Issue #745, opened 2018-05-08
It should be possible to specify the generic arguments by using attributes


adamsitnik:
Let's consider

```cs
public class Bench<T>
{
   [Benchmark] public T Create() => Activator.CreateInstance<T>();
}
```

As of today, to run it for given `T` the users needs to define `T` when running the benchmarks from `BenchmarkRunner` or `BenchmarkSwitcher` level. Example: `BenchmarkRunner.Run<Bench<int>>()`;

It would be nice if this could be defined via attributes, like:

```cs
[GenericBenchmark(typeof(int))]
[GenericBenchmark(typeof(char))]
public class Bench<T>
{
   [Benchmark] public T Create() => Activator.CreateInstance<T>();
}
```

/cc @ahsonkhan

Rizzen:
Possible solution introduced in https://github.com/dotnet/BenchmarkDotNet/pull/758

Also, there is a question - should BenchmarkDotNet allows users to use non-single generic parameter classes as benchmarks?
E.g:
```C#
[GenericBenchmark(typeof(int), typeof(char))]
[GenericBenchmark(typeof(char), typeof(string))]
public class GenericBenchmarks<T, K>
{
    [Benchmark] public T CreateT() => Activator.CreateInstance<T>();

    [Benchmark] public K CreateK() => Activator.CreateInstance<K>();
}
```

adamsitnik:
@Rizzen I changed the naming from `GenericBenchmark` to `GenericTypeArguments` to make it more intuitive.

PR #758, opened 2018-05-18
Generic Benchmark Attribute

Rizzen:
Allows to define generic parameter of benchmark class via attribute.
Solves https://github.com/dotnet/BenchmarkDotNet/issues/745
Example:

```C#
[GenericBenchmark(typeof(int))]
[GenericBenchmark(typeof(char))]
public class GenericBenchmarks<T>
{
    [Benchmark] public T Create() => Activator.CreateInstance<T>();
}
```

### DIFF
--- a/samples/BenchmarkDotNet.Samples/Other/GenericBenchmarks.cs
+++ b/samples/BenchmarkDotNet.Samples/Other/GenericBenchmarks.cs
@@ -1,0 +1,13 @@
+﻿using System;
+using BenchmarkDotNet.Attributes;
+using BenchmarkDotNet.Attributes.Jobs;
+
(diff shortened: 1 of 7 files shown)


Rizzen:
Also made some generic class constraint checks. Invalid classes justs skips
E.g.
```C#
[GenericBenchmark(typeof(int))]
[GenericBenchmark(typeof(char))]
public class GenericBenchmarks<T> where T: class
{
    [Benchmark] public T Create() => Activator.CreateInstance<T>();
}
```
will be skipped with warning.

Rizzen:
Added multiple argument support? made some refactoring and wrote tests.

adamsitnik:
@Rizzen once again big thanks!

PR #766, opened 2018-05-28
Introduce OutlierMode

AndreyAkinshin:


AndreyAkinshin:
@adamsitnik, please review, but don't merge (I'm going to update the documentation as soon as you approve the naming).

src/BenchmarkDotNet/Mathematics/OutlierMode.cs
```diff
@@ -0,0 +1,7 @@
+﻿namespace BenchmarkDotNet.Mathematics
+{
+    public enum OutlierMode
+    {
+        None, OnlyUpper, OnlyLower, All
```
adamsitnik: I would add some xml docs here (some users might not understand what is Upper and Lower in this context)

src/BenchmarkDotNet/Engines/EngineResolver.cs
```diff
@@ -24,16 +25,16 @@ private EngineResolver()
...
             Register(AccuracyMode.EvaluateOverheadCharacteristic, () => true);
-            Register(AccuracyMode.RemoveOutliersCharacteristic, job =>
+            Register(AccuracyMode.OutlierModeCharacteristic, job =>
             {
                 var strategy = job.ResolveValue(RunMode.RunStrategyCharacteristic, this);
                 switch (strategy)
                 {
                     case RunStrategy.Throughput:
-                        return true;
+                        return OutlierMode.OnlyUpper;
```
adamsitnik: @AndyAyersMS this change implements your request to remove the outliers that are above the upper fence (the ones below lower fence are now going to remain)

@AndreyAkinshin 👍

src/BenchmarkDotNet/Jobs/JobExtensions.cs
```diff
@@ -52,7 +52,7 @@ public static class JobExtensions
         public static Job WithMinIterationTime(this Job job, TimeInterval value) => job.WithCore(j => j.Accuracy.MinIterationTime = value);
         public static Job WithMinInvokeCount(this Job job, int value) => job.WithCore(j => j.Accuracy.MinInvokeCount = value);
         public static Job WithEvaluateOverhead(this Job job, bool value) => job.WithCore(j => j.Accuracy.EvaluateOverhead = value);
-        public static Job WithRemoveOutliers(this Job job, bool value) => job.WithCore(j => j.Accuracy.RemoveOutliers = value);
```
adamsitnik: @AndreyAkinshin I think that we could keep `WithRemoveOutliers` for backward compatibility and implement it to keep the old behavior. Just to have fewer breaking changes.

```cs
[Obsolete("Please use the new WithOutlierMode instead")]
public static Job WithRemoveOutliers(this Job job, bool value) 
    => job.WithOutlierMode(value ? OutlierMode.All : OutlierMode.None);
```

AndreyAkinshin: @adamsitnik fixed.

src/BenchmarkDotNet/Mathematics/OutlierMode.cs
AndreyAkinshin: Done.

src/BenchmarkDotNet/Jobs/JobExtensions.cs
```diff
@@ -52,7 +52,9 @@ public static class JobExtensions
...
+        public static Job WithOutlierMode(this Job job, OutlierMode value) => job.WithCore(j => j.Accuracy.OutlierMode = value);
+        [Obsolete("Please use the new WithOutlierMode instead")]
+        public static Job WithRemoveOutliers(this Job job, bool value) => job.WithCore(j => j.Accuracy.OutlierMode = OutlierMode.OnlyUpper);
```
adamsitnik: @AndreyAkinshin you forgot the case where `value == false` (users don't want to remove the outliers)

AndreyAkinshin: Fixed.

PR #779, opened 2019-09-13
harvest-pharo-changes

jecisc:
Spec list presenter scrolling.


jecisc:
This is weird because it does not load in Pharo 7 but I cannot reproduce it locally.

PR #803, opened 2019-10-10
Use-Pharo-Observable-Slots

jecisc:
Migrate Spec to ObservableSlots from Pharo


estebanlm:
this PR now is invalid, I will schedule a task to do it again later ;)

PR #804, opened 2019-10-16
feature/make-composablelist-a-list

estebanlm:
add selection (single/multiple) to component list


estebanlm:
there is this random problem on P7 :(

Issue #818, opened 2019-12-12
Improve SpEditableList


demarey:
Add a layout to use editable list without up,down, top, bottom buttons.
More configurable (items display, label).
Add tests

PR #819, opened 2019-12-12
818-Improve-SpEditableList

demarey:
Improve EditableList. Fixes issue #818


src/Spec2-Core/SpEditableList.class.st
```diff
@@ -23,45 +23,69 @@ Class {
...
-		'okBlock'
+		'okBlock',
+		'label'
 	],
 	#category : #'Spec2-Core-Widgets'
 }
 
+{ #category : #accessing }
+SpEditableList class >> buttonWidth [
+	^ 26
```
estebanlm: nope. 
Button width can't be hardcoded. 
Please use an style from SpStyle :)

src/Spec2-Core/SpEditableList.class.st
```diff
@@ -23,45 +23,69 @@ Class {
...
 		add:
 			(SpBoxLayout newHorizontal
 				add: #list;
 				add:
 					(SpBoxLayout newVertical
-							add: #topButton;
-							add: #upButton;
-							add: #downButton;
-							add: #bottomButton;
+							add: '';
```
estebanlm: nope. 
Do not use fixed sizes!

src/Spec2-Core/SpEditableList.class.st
```diff
@@ -23,45 +23,69 @@ Class {
...
+	^ 40
+]
+
+{ #category : #spec }
+SpEditableList class >> withoutOrderingBar [
+	^ SpBoxLayout newVertical
+		add:
+			(SpBoxLayout newHorizontal
+					add: #label;
+					add: #addButton width: self buttonWidth;
```
estebanlm: do not use fixed sizes!

estebanlm:
So, the correct way to affect button sizes is through styles. 
You can add a "small button style" in SpStyle, something like: 

```
...
	.button [  
		Geometry { #width: 100 }
                .small {
		    Geometry { #width: 30 }
               }
	],
...
```

then in your presenter: 

```Smalltalk
...
upButton := self newButton addStyle: 'small'.
...       
```

estebanlm (changes requested):

estebanlm:
This is not cool : 

```Smalltalk
(SpBoxLayout newVertical
							add: '';
							add: #topButton height: self orderingButtonHeight;
							add: #upButton height: self orderingButtonHeight;
							add: #downButton height: self orderingButtonHeight;
							add: #bottomButton height: self orderingButtonHeight;
							add: ' ';
							yourself)
```

Something like this you have to do it this way: 

```Smalltalk
(SpBoxLayout newVertical
    add: #topButton expand false;
    add: #upButton expand false;
    add: #downButton expand false;
    add: #bottomButton expand false;
   yourself)
```

Do not use an empty label to create a space!
Do not fix the heights!

PR #821, opened 2019-12-13
820-allow-droplist-in-toolbar

### LINKED ISSUE #820: allow droplist in toolbar
currently, only buttons are accepted in a toolbar.
I have a use case where I would like to use a drop list in the toolbar. Looks like other apps use it also (e.g. intellij idea)

demarey:
Add support for droplist in toolbar. Fixes #820

### DIFF
--- a/src/Spec2-Adapters-Morphic/SpDropListMorph.class.st
+++ b/src/Spec2-Adapters-Morphic/SpDropListMorph.class.st
@@ -10,6 +10,11 @@ Class {
 	#category : #'Spec2-Adapters-Morphic-Support'
 }
 
+{ #category : #'as yet unclassified' }
+SpDropListMorph >> configureWith: displayModel item: itemPresenter [ 
+	displayModel configureDropList: self item: itemPresenter
+]
+
 { #category : #private }
 SpDropListMorph >> currentIcon [
 
--- a/src/Spec2-Adapters-Morphic/SpDropListMorph.class.st
+++ b/src/Spec2-Adapters-Morphic/SpDropListMorph.class.st
@@ -10,7 +10,7 @@ Class {
 	#category : #'Spec2-Adapters-Morphic-Support'
 }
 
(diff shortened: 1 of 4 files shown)


estebanlm:
Damn it. In fact this is wrong, toolbars do accept drop lists. 
In case of need, you can use a menu button to supply that.
I think I will need to revert this @demarey :(

astares:
@estebanlm: Can you explain. Why shoud a toolbar not allow for drop lists?

estebanlm:
because toolbars do not do that :)
toolbars have certain features all elements needs to fulfil: 
- each element can be formatted to a mode: icons, text, icons + text. 
- toolbars can be displayed in horizontal or vertical layout (even if we support just horizontal at the moment).
- etc?

then, you can not put arbitrary elements in a toolbar (I guess a ribbon would be that?). In Gtk you can put: buttons, toggle buttons, menu buttons and that's all. Cocoa allows a similar set of elements (plus a search bar). 
So, we cannot support that and pretend to support other backends than morphic.

But... nothing forbids you to combine toolbar + drop lists (or anything) into a panel than later you can put wherever you want. But that dropdown cannot be *part* of the toolbar. Look this example: 

Screenshot 2020-03-18 at 17 11 13

this is in fact a toolbar + a panel with a search presenter, make like this: 

```Smalltalk
defaultSpec

	^ SpBoxLayout newVertical 
		add: (SpBoxLayout newHorizontal
				spacing: 5; 
				add: #toolbar;
				addLast: (SpBoxLayout newVertical 
					add: #searchField 
						expand: false 
						fill: false
						padding: 5;
					yourself) 
					expand: false
					fill: false
					padding: 5;
				yourself)
			expand: false; 
		add: (SpPanedLayout newHorizontal
			position: 30 percent;
			add: #indexPanel;
			add: #listPanel;
			yourself);
		yourself
```

PR #824, opened 2019-12-30
Feature/dynamic layouts

guillep:
Recover my changes from before parents leave ^^.
This PR adds support for dynamically modifying the layout of a presenter.

Typically, a presenter should initialize itself like:

```smalltalk
initializePresenters
	
	layout := SpBoxLayout newHorizontal
```

And then add/remove elements to the layout programatically instead of using the **declarative** class-side method.


estebanlm:
lets of tests failing :P 
also, I need to adapt this to gtk ;)

estebanlm:
ok, I will merge this ;)

PR #834, opened 2020-02-10
Enhance EditablePresenter

demarey:
Use an editable collection.
Allow selection by index.


estebanlm:
conflicting now

demarey:
conflict should now be solved

PR #837, opened 2020-02-13
stringsLocalization

pavel-krivanek:
labes localization


pavel-krivanek:
Basically, it assumes that the strings in the spec application may be something more than just plain strings. Something that can produce strings depending on the current presenter (or by default, application) locale.
The goal is to be able to switch the language without the need for recreating of everything

src/Spec2-Adapters-Morphic/SpAbstractMorphicAdapter.class.st
```diff
@@ -376,7 +376,9 @@ SpAbstractMorphicAdapter >> rightClicked [
 { #category : #protocol }
 SpAbstractMorphicAdapter >> setBalloonText: aString [
 
-	self widget ifNotNil: [ :w | w setBalloonText: aString ]
+	self widget ifNotNil: [ :w | 
+		aString ifNotNil: [ :theString |
```
estebanlm: it may happen that string is nil (and this will remove the balloon).

src/Spec2-Core/SpAbstractPresenter.class.st
```diff
@@ -371,6 +377,12 @@ SpAbstractPresenter >> update: aParameter [
 	self changed: aParameter
 ]
 
+{ #category : #'private utils' }
+SpAbstractPresenter >> updateSlot: aSymbol [
```
estebanlm: I prefer something like "forceUpdateSlot" here.

src/Spec2-Core/SpMenuPresenter.class.st
```diff
@@ -28,7 +28,7 @@ Class {
 	#superclass : #SpAbstractWidgetPresenter,
 	#instVars : [
 		'#groups',
-		'#title',
+		'#title => SpObservableSlot',
```
estebanlm: what is this title for? (I know you just made it observable, but for me this was in "marked for removal")

src/Spec2-Core/String.extension.st
```diff
@@ -1,9 +1,32 @@
 Extension { #name : #String }
 
+{ #category : #'*Spec2-Core' }
+String >> accentuateCharacter: aCharacter [
```
estebanlm: if you are answering a copy (or a new instance), I prefer something like `withAccentuatedCharacter:` as name.

src/Spec2-Core/SpMenuPresenter.class.st
pavel-krivanek: Titles for menus do not make much sense but because it is there and I wanted to support translation of it, I needed to change it to the observable slot to allow changes propagation

src/Spec2-Core/String.extension.st
pavel-krivanek: renamed

src/Spec2-Core/SpAbstractPresenter.class.st
pavel-krivanek: renamed

PR #838, opened 2020-02-20
List-Scrolling-Fix

StevenCostiou:
Additional  scrolling updates when selection is changed in lists.
(Error in branch name, should be list and not table).


estebanlm:
I'm not a fan on the source formatting of this change. 
It makes harder to read it and follow what's happening. I think in the future I will be more strict about the ways to structure source code while contributing (every big project has his style guidelines, why we shouldn't)
The change is fine so I will accept it (also I'm ranting at you when I should rant in general :P).  
but please, please, please, think on format better your code. 
Do it for the future generations. 
Do it for the future you.

PR #846, opened 2020-03-20
Cleanup/world hand references

guillep:
Harvest changes in Pharo.
Cleanups in World, ActiveHand, ActiveWorld and related.


demarey:
Does it mean that Spec will not work on Pharo 8?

Your task
A single number is expected: the count of lines in the preceding entries that contain "changed".

Answer for the task
3